Jessica Mele, Hewlett Foundation

Jessica Mele, Hewlett Foundation
By day, Jessica Mele is a mild-mannered program officer in the performing arts at the William and Flora Hewlett Foundation specializing in arts education. By night, she’s a sketch comedy maven best known as a founding member of Chardonnay, a cheeky San Francisco-based troupe. She’s also a writer/performer working on a solo show about the drama of motherhood, “Eat the Mama.”
A lifelong arts advocate, from serving as executive director at San Francisco’s Performing Arts Workshop to being part of the national advisory council of the Teaching Artists Guild, Mele recently made time to chat about the inequities in arts education in California, where research shows only 11% of schools offer access to a comprehensive arts education, and how Proposition 28, the groundbreaking Arts and Music in Schools initiative which launches this fall, may be a game-changer for creativity in learning.
Q: How did we ever let the arts get cut from the public schools?
A: The public divestment from arts education in California is directly tied to the public divestment of education in California. Prop. 13, coupled with other anti-tax legislation from the ’60s, ’70s and ’80s, has led to a financially starved system. In that state of starvation, cultural expectations about the arts as “enrichment” or a benefit for the “talented” kids drive funding decisions that de-prioritize arts and culture. This feeds existing racial and class inequities in arts education access and teacher demographics because those educators who are more likely to have firsthand experience with the arts tend to be those whose families could access the arts through private means, often white or Asian, and wealthy.
Q: How do you feel about the passage of Prop. 28 in 2022?
A: Prop. 28 is something to celebrate. I never thought I would see so much money for arts education in California schools in my lifetime. It isn’t perfect, and it will require a lot of adjusting on the part of the California Department of Education and schools to distribute and spend the money wisely. It’s not nearly enough, given the size and scale of the student body in California schools. And at the same time, it’s more money than we’ve seen for arts education in this state in decades.
Q: What challenges lie ahead?
A: Principals and schools are going to be challenged to figure out how to spend it. Arts teachers and arts organizations will have a responsibility to do something they’ve never had to do before: instead of plugging holes in a school’s arts education program, they can provide thoughtful guidance to principals on how to develop an arts education program that is responsive to their school community’s culture and needs. It is a game changer. And now it’s everyone’s responsibility to ensure that it’s implemented thoughtfully.
Q: How does being a mom impact your view of the arts in education?

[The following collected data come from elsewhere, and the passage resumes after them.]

PR #3853, opened 2026-06-15
fix(ios): remove iOS 26 Liquid Glass overlay from header buttons

### LINKED ISSUE #4072: fix(ios): iOS 26 Liquid Glass capsule misaligned on custom header buttons
## Description

On iOS 26, UIKit wraps custom navigation-bar button items in a Liquid Glass "shared background". Our custom header buttons (rendered through native-stack's `headerLeft`/`headerRight`) get this capsule automatically, and it renders misaligned with the glyphs — the icon sits offset from where the system places the glass, so buttons look broken.

## Affected controls

- Close buttons (`headerCloseControl`, 8 screens)
- Settings-screen notification bell
- Card details / card dashboard settings buttons
- Receive-screen NFC button
- Send-screen scan button
- Restore-phrase paste button
- Webview back button

Native back buttons are unaffected (standard system treatment).

## Expected

Custom header buttons render without the misplaced glass capsule, i.e. opted out via `UIBarButtonItem.hidesSharedBackground` (reachable through native-stack's `unstable_headerLeftItems`/`unstable_headerRightItems`, iOS-only; Android keeps the plain `headerLeft`/`headerRight` fallback).

designsats:
> [!NOTE]
> Rebased 2026-08-07: the original Liquid Glass opt-out landed on `main` through #3890 (this branch was stacked underneath it), so the two original commits became empty and were dropped. What remains here are the follow-ups from the review.

**Original scope (now on `main`):** iOS 26 wraps custom navigation-bar button items in a Liquid Glass "shared background", rendering a capsule misaligned with the glyphs. Every custom header button opts out via `UIBarButtonItem.hidesSharedBackground`, reached through native-stack's `unstable_header{Left,Right}Items` and centralized in the `header-no-glass` helper. Android falls back to `headerLeft`/`headerRight`, so each site emits both.

**This PR (review follow-ups):**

A: I guard my child’s right to imagination. I try to cultivate that at home in play, drawing and painting. I try to ask questions about his thought process, his feelings as he was creating his artwork, the creative choices he made. In early childhood education, this is just good pedagogy. But, often in arts education at the secondary level we stop at the product: “What is it?” But those comments and questions don’t treat the artwork for what it is: an expression of a child’s learning process and their view of the world. I try to help him make meaning out of the things he creates. And I try to say “yes” to every creative impulse he has, even if I feel silly. And I tell him that his imagination is one of his most important assets.
In preschool, my son would come home with artwork that ignored the lines. He used so many colors – he loves colors – and filled the page with shapes and scribbles. It was impossible to understand what something “was.” And he was disappointed because kids in school told him that his art wasn’t “good” because it didn’t look like the thing it was supposed to be, a train or a car or a Pokémon or a rainbow bear. I tried to … encourage him in his own creative journey. Art doesn’t have to look like something to be beautiful. It doesn’t have to be clear to be interesting or to have meaning.
Q: What do you think people outside the arts most need to know about how arts ed can touch children’s lives? Perhaps especially now, post-pandemic?
A: Art and creativity is not a panacea. But it is certainly a balm, especially for many teens right now who are suffering from mental health issues post-pandemic. The creative process involves a reflective process of observing a creative problem, making a judgment about it, responding or expressing within an art form, and then – this is key and often missed in arts education — reflecting and revising. In other words, the creative process is a way of learning that helps young people make meaning out of their world, express their take on that meaning, and reflect on the interaction between their artwork and their surroundings, school, community, friends, family. In adolescence in particular, this cognitive process is key to developing abstract thinking skills.
EdSource receives funding from several foundations, including the William and Flora Hewlett Foundation. EdSource maintains sole editorial control over the content of its coverage.